Material provided Start Marker

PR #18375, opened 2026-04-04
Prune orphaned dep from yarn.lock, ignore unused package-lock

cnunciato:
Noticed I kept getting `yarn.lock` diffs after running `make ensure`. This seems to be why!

Material provided End Marker
Material provided Start Marker

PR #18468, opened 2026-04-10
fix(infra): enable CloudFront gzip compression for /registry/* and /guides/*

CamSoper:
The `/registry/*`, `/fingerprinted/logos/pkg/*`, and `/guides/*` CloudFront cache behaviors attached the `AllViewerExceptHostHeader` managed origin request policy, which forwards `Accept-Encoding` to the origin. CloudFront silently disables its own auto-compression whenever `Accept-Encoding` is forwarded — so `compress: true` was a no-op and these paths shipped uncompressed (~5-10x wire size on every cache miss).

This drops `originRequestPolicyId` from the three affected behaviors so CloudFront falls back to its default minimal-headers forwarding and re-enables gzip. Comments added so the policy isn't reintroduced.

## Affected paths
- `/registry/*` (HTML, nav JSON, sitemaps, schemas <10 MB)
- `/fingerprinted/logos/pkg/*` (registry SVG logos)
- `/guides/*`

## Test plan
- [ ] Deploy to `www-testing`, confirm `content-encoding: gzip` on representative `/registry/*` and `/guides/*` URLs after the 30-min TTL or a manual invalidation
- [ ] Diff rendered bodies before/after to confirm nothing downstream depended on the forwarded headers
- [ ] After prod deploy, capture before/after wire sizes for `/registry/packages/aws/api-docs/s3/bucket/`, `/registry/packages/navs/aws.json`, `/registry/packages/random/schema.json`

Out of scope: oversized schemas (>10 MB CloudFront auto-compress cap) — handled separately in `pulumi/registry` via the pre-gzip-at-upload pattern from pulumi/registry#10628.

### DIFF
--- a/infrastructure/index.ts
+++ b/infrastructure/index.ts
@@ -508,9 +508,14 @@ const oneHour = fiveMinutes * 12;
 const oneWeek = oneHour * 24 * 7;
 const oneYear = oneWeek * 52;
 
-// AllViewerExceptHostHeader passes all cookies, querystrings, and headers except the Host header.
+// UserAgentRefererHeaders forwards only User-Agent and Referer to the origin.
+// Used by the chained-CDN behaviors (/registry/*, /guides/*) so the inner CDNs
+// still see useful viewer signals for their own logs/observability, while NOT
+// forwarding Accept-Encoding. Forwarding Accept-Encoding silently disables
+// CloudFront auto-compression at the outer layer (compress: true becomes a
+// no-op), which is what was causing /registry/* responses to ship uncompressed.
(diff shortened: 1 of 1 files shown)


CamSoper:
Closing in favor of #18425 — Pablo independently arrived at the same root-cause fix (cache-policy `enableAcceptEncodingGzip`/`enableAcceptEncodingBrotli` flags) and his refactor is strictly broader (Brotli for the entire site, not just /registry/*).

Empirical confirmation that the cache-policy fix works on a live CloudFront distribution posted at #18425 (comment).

Material provided End Marker

About this exercise:
Could you write out, exactly as they stand, only the lines above that begin at the line with "Referer to the origin." and stop after the line with "Empirical confirmation that"?

Response area:
+// UserAgentRefererHeaders forwards only User-Agent and Referer to the origin.
+// Used by the chained-CDN behaviors (/registry/*, /guides/*) so the inner CDNs
+// still see useful viewer signals for their own logs/observability, while NOT
+// forwarding Accept-Encoding. Forwarding Accept-Encoding silently disables
+// CloudFront auto-compression at the outer layer (compress: true becomes a
+// no-op), which is what was causing /registry/* responses to ship uncompressed.
(diff shortened: 1 of 1 files shown)


CamSoper:
Closing in favor of #18425 — Pablo independently arrived at the same root-cause fix (cache-policy `enableAcceptEncodingGzip`/`enableAcceptEncodingBrotli` flags) and his refactor is strictly broader (Brotli for the entire site, not just /registry/*).

Empirical confirmation that the cache-policy fix works on a live CloudFront distribution posted at #18425 (comment).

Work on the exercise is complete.